**Data for analysis:**
PR #1386, opened 2021-02-24
proto: minor cleanups

leshow:
I was putzing around in `proto` and saw some stuff written in an older style I figured I may as well clean up.

Is there a reason the `IntoName` trait couldn't just be `Into<Name>`? The other question I had was around `TryParseIp`, which almost seems like it should be a `TryInto<RData>` just judging by it's method, in any case I didn't grasp the reason why `TryParseIp for Name` is `None`.

All of this is very non-critical, just wondering if we can't move to some std traits for a few of these things.

### DIFF
--- a/crates/proto/src/op/message.rs
+++ b/crates/proto/src/op/message.rs
@@ -96,11 +96,12 @@ pub fn update_header_counts(
     assert!(counts.additional_count <= u16::max_value() as usize);
 
     let mut header = current_header.clone();
-    header.set_query_count(counts.query_count as u16);
-    header.set_answer_count(counts.answer_count as u16);
-    header.set_name_server_count(counts.nameserver_count as u16);
-    header.set_additional_count(counts.additional_count as u16);
-    header.set_truncated(is_truncated);
+    header
+        .set_query_count(counts.query_count as u16)
+        .set_answer_count(counts.answer_count as u16)
+        .set_name_server_count(counts.nameserver_count as u16)
+        .set_additional_count(counts.additional_count as u16)
+        .set_truncated(is_truncated);
 
     header
 }
@@ -141,29 +142,23 @@ impl Message {
     /// * `op_code` - operation of the request
     /// * `response_code` - the error code for the response
     pub fn error_msg(id: u16, op_code: OpCode, response_code: ResponseCode) -> Message {
-        let mut message: Message = Message::new();
-        message.set_message_type(MessageType::Response);
-        message.set_id(id);
-        message.set_response_code(response_code);
-        message.set_op_code(op_code);
+        let mut message = Message::new();
+        message
+            .set_message_type(MessageType::Response)
+            .set_id(id)
+            .set_response_code(response_code)
+            .set_op_code(op_code);
 
         message
     }
 
     /// Truncates a Message, this blindly removes all response fields and sets truncated to `true`
     pub fn truncate(&self) -> Self {
-        let mut truncated: Message = Message::new();
-        truncated.set_id(self.id());
-        truncated.set_message_type(self.message_type());
-        truncated.set_op_code(self.op_code());
-        truncated.set_authoritative(self.authoritative());
+        let mut truncated = self.clone();
         truncated.set_truncated(true);
-        truncated.set_recursion_desired(self.recursion_desired());
-        truncated.set_recursion_available(self.recursion_available());
-        truncated.set_response_code(self.response_code());
-        if self.edns().is_some() {
-            truncated.set_edns(self.edns().unwrap().clone());
-        }
+        truncated.take_additionals();
+        truncated.take_answers();
+        truncated.take_queries();
 
         // TODO, perhaps just quickly add a few response records here? that we know would fit?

**Task requirements:**
Could you restate word for word the lines above, from the one that contains "--- a/crates/proto/src/op/message.rs" through the one that contains "truncated.set_truncated(true);", and no others?

**Reply:**
--- a/crates/proto/src/op/message.rs
+++ b/crates/proto/src/op/message.rs
@@ -96,11 +96,12 @@ pub fn update_header_counts(
     assert!(counts.additional_count <= u16::max_value() as usize);
 
     let mut header = current_header.clone();
-    header.set_query_count(counts.query_count as u16);
-    header.set_answer_count(counts.answer_count as u16);
-    header.set_name_server_count(counts.nameserver_count as u16);
-    header.set_additional_count(counts.additional_count as u16);
-    header.set_truncated(is_truncated);
+    header
+        .set_query_count(counts.query_count as u16)
+        .set_answer_count(counts.answer_count as u16)
+        .set_name_server_count(counts.nameserver_count as u16)
+        .set_additional_count(counts.additional_count as u16)
+        .set_truncated(is_truncated);
 
     header
 }
@@ -141,29 +142,23 @@ impl Message {
     /// * `op_code` - operation of the request
     /// * `response_code` - the error code for the response
     pub fn error_msg(id: u16, op_code: OpCode, response_code: ResponseCode) -> Message {
-        let mut message: Message = Message::new();
-        message.set_message_type(MessageType::Response);
-        message.set_id(id);
-        message.set_response_code(response_code);
-        message.set_op_code(op_code);
+        let mut message = Message::new();
+        message
+            .set_message_type(MessageType::Response)
+            .set_id(id)
+            .set_response_code(response_code)
+            .set_op_code(op_code);
 
         message
     }
 
     /// Truncates a Message, this blindly removes all response fields and sets truncated to `true`
     pub fn truncate(&self) -> Self {
-        let mut truncated: Message = Message::new();
-        truncated.set_id(self.id());
-        truncated.set_message_type(self.message_type());
-        truncated.set_op_code(self.op_code());
-        truncated.set_authoritative(self.authoritative());
+        let mut truncated = self.clone();
         truncated.set_truncated(true);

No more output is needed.